_TASK REQUIREMENTS_:
What lines in the following entries hold the word "issues"? Copy each one.
Top of DATA PROVIDED
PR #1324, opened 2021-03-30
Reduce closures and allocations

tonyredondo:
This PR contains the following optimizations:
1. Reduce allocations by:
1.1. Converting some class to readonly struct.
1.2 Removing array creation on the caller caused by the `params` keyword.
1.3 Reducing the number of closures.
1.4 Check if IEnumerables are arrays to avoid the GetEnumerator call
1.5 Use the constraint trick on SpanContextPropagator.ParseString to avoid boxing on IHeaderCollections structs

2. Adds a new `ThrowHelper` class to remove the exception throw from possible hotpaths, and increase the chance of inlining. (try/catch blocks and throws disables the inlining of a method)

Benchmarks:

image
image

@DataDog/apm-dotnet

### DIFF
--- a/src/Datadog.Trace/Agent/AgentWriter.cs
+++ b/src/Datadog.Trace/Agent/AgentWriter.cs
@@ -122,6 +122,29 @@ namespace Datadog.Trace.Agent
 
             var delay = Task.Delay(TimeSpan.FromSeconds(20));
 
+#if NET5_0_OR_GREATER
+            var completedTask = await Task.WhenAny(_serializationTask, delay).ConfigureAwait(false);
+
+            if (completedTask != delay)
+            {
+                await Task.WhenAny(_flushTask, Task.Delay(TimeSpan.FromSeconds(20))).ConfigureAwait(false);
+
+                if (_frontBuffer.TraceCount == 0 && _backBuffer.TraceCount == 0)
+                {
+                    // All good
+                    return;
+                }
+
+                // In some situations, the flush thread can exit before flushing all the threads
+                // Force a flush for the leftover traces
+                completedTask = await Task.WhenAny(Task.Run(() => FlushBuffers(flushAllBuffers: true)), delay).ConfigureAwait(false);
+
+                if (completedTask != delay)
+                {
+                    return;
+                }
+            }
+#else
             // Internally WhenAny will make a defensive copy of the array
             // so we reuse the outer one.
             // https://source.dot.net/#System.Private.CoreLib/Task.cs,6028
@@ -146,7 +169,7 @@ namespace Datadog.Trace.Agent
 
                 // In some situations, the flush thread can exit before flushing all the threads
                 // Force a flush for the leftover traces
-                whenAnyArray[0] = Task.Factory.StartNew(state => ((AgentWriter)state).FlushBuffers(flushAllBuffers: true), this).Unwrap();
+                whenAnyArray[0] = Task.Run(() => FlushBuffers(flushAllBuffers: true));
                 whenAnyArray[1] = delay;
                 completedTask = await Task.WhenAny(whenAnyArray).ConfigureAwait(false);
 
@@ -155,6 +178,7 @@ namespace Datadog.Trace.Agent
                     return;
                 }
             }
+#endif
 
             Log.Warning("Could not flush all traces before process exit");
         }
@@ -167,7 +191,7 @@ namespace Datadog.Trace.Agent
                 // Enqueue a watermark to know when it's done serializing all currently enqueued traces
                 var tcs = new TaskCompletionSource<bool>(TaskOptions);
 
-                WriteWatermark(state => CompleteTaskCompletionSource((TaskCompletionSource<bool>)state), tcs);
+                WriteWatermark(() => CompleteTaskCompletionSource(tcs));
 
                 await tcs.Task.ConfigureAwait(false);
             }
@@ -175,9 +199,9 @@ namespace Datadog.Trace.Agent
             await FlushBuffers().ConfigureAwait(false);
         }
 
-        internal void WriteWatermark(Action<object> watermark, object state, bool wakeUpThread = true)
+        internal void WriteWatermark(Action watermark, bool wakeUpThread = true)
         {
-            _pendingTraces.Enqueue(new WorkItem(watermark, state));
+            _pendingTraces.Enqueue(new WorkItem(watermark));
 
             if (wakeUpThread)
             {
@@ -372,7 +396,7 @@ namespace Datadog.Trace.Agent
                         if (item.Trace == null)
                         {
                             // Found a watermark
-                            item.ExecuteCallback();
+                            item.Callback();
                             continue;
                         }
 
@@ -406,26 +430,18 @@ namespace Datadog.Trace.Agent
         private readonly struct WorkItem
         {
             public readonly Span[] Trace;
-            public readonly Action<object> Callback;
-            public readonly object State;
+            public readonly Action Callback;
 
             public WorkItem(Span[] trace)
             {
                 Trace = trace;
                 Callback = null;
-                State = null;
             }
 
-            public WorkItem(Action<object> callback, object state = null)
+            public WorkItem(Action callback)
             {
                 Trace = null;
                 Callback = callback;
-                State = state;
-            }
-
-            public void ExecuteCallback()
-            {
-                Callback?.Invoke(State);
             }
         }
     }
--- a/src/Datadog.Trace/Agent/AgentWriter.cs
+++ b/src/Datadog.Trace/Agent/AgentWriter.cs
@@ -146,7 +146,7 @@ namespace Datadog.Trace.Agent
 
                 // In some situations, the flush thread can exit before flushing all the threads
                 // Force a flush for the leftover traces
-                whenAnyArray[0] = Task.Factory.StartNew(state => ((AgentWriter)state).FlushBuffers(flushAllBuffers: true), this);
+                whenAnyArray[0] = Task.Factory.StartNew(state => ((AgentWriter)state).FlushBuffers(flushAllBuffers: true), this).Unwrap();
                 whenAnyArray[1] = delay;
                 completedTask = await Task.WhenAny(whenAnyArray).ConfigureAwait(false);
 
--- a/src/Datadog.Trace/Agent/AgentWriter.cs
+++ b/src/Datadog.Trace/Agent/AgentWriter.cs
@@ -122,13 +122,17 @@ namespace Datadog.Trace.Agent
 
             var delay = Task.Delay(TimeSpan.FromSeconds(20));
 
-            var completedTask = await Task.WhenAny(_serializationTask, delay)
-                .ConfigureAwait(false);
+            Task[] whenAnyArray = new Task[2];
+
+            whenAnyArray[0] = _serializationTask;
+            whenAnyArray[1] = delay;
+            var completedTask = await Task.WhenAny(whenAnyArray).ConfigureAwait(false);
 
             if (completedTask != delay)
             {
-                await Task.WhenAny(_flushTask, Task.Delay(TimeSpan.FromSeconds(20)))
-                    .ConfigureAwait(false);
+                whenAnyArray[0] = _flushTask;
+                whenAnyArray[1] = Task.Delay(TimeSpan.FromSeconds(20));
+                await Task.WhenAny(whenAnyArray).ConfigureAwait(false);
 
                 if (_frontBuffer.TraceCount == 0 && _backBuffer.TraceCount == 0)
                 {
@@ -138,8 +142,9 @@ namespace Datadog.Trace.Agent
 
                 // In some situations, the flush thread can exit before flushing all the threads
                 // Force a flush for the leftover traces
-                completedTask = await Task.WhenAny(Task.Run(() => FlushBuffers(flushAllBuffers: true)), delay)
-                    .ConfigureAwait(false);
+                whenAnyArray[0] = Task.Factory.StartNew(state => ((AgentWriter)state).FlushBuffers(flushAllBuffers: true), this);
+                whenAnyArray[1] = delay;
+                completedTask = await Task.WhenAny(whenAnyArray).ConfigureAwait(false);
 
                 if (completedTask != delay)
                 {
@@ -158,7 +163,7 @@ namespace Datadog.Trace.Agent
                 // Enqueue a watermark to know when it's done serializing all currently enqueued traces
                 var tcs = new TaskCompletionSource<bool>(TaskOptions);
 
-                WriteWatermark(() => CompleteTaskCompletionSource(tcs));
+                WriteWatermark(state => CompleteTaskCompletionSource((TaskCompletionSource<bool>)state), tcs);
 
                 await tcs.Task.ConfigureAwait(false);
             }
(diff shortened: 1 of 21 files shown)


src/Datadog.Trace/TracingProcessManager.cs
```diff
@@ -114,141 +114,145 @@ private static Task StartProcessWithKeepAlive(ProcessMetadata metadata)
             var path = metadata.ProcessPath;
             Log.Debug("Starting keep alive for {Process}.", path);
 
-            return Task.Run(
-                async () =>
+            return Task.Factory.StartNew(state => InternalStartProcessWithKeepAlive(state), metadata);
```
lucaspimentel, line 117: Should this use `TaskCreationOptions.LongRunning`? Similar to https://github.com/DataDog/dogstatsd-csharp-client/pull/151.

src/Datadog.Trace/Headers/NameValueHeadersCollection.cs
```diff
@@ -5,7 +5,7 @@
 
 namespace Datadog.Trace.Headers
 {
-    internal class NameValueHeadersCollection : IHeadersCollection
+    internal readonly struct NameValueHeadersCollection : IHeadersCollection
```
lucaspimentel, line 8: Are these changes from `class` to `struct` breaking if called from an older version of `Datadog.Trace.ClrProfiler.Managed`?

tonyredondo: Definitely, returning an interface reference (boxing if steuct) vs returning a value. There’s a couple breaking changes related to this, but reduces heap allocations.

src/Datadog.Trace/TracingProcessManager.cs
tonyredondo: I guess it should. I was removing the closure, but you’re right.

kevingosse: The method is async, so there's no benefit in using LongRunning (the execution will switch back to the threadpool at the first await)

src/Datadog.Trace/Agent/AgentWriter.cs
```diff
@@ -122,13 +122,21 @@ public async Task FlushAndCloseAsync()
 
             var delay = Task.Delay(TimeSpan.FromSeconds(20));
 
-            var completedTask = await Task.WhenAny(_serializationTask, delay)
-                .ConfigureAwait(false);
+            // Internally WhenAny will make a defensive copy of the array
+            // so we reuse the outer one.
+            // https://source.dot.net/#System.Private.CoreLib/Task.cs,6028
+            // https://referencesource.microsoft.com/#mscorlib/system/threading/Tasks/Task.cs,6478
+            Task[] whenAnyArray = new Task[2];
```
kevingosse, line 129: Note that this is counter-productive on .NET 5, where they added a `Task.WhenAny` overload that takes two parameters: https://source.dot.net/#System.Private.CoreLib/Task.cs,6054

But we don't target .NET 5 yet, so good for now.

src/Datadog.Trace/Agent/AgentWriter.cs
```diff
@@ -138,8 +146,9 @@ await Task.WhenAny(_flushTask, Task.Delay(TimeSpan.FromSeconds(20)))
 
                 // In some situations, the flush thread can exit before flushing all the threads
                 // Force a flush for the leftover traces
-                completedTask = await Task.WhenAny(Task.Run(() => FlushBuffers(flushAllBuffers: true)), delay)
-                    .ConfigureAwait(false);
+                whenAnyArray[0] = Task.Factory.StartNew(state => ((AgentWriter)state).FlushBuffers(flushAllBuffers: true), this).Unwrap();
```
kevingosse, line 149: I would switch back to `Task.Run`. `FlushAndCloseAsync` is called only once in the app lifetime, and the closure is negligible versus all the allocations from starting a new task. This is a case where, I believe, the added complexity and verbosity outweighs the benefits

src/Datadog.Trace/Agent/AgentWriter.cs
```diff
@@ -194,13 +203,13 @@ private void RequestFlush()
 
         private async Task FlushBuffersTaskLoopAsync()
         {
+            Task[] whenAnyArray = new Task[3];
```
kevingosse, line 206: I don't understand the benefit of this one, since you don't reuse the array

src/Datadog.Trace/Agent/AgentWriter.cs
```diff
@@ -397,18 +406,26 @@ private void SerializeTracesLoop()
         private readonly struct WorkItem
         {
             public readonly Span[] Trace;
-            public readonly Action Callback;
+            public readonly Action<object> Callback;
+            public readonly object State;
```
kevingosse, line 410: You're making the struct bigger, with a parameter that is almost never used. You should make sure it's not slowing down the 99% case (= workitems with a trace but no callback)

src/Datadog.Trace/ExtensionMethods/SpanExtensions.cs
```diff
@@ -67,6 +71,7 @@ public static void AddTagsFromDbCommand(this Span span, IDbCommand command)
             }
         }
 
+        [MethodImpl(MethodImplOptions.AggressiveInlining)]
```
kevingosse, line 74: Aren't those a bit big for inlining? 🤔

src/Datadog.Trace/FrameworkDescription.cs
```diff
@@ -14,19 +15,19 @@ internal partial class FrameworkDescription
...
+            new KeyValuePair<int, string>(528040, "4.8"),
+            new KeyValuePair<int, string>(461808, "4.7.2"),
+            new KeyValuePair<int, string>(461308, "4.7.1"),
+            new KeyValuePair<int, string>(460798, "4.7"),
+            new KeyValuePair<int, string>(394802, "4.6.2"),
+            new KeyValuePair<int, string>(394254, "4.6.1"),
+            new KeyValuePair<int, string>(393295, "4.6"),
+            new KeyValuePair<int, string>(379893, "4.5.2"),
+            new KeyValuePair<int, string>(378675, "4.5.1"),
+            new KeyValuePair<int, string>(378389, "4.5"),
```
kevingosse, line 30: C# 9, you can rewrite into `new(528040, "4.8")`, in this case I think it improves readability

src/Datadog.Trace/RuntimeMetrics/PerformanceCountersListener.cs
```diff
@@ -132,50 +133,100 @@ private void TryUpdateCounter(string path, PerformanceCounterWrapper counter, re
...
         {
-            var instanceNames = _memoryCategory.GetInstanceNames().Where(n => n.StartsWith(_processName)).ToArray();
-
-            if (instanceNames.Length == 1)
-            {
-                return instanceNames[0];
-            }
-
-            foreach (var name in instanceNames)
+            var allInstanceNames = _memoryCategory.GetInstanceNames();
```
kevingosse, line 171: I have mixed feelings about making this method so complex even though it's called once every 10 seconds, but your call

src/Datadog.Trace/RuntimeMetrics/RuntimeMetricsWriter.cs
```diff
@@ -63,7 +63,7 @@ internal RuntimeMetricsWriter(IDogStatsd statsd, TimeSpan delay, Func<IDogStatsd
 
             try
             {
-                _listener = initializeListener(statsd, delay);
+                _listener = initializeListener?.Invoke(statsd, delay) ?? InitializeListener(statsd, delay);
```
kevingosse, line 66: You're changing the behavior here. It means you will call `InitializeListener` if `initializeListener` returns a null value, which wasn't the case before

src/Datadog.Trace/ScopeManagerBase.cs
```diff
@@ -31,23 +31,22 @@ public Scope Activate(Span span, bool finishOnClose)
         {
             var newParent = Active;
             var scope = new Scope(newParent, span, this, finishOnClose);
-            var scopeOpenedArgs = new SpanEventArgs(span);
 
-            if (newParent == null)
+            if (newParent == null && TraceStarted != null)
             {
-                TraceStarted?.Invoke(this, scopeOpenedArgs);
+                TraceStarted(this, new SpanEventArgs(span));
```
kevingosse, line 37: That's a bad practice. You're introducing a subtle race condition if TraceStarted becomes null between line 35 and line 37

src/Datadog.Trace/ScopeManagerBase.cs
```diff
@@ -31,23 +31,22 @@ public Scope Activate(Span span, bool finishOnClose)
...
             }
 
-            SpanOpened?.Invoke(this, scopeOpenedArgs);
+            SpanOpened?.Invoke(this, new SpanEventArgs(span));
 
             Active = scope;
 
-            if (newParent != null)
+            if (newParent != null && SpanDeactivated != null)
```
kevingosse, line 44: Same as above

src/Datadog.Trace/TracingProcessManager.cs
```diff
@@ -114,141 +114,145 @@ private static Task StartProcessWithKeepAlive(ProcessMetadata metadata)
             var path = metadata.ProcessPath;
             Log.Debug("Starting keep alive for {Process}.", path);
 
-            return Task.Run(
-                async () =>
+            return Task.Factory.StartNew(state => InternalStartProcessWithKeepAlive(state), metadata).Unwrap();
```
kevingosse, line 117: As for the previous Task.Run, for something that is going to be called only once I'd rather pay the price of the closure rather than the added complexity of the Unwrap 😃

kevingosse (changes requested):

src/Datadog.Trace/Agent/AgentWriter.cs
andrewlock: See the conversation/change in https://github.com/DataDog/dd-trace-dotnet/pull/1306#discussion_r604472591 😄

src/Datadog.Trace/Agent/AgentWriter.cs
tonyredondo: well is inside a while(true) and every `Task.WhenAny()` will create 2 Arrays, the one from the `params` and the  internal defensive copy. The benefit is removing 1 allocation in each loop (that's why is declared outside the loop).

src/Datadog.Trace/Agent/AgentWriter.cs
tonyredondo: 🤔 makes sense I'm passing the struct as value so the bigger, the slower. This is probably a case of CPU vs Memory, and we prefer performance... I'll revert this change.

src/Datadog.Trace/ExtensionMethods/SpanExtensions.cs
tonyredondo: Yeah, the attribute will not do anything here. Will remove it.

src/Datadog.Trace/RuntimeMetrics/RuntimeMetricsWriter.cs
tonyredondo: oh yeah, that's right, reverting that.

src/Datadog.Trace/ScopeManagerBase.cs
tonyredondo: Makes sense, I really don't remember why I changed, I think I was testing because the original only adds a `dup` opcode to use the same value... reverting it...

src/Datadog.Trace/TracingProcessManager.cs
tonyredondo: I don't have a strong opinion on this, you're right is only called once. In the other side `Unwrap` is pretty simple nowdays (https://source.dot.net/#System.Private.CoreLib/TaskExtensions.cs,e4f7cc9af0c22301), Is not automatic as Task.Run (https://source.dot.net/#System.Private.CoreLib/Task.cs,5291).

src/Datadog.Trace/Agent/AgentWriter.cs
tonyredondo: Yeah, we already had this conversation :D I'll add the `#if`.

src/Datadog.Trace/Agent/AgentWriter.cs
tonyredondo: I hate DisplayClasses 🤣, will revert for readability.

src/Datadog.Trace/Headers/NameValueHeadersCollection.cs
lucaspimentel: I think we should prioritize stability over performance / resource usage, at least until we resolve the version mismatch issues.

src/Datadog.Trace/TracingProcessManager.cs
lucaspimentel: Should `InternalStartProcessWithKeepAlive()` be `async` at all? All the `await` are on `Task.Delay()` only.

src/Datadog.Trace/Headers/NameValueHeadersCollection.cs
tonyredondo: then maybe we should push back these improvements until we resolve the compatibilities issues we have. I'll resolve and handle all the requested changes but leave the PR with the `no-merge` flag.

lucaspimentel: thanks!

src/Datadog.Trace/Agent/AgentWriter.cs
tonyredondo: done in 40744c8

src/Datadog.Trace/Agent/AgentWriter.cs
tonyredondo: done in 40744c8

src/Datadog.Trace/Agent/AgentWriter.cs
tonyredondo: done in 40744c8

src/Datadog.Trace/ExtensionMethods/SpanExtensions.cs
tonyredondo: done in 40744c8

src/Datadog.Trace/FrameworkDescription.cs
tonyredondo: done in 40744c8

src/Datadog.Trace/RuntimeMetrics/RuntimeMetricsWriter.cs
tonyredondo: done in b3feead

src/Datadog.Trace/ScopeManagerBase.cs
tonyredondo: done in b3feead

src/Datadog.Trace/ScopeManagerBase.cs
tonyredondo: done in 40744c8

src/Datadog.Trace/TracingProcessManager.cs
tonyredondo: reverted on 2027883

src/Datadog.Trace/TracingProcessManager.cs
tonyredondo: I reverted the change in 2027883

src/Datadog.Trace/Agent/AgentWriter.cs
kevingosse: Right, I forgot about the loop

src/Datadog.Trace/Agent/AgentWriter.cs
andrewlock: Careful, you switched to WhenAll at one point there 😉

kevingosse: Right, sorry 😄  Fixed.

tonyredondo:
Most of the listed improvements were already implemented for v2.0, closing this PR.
Bottom of DATA PROVIDED
_SOLVED PROBLEM_:
lucaspimentel: I think we should prioritize stability over performance / resource usage, at least until we resolve the version mismatch issues.
tonyredondo: then maybe we should push back these improvements until we resolve the compatibilities issues we have. I'll resolve and handle all the requested changes but leave the PR with the `no-merge` flag.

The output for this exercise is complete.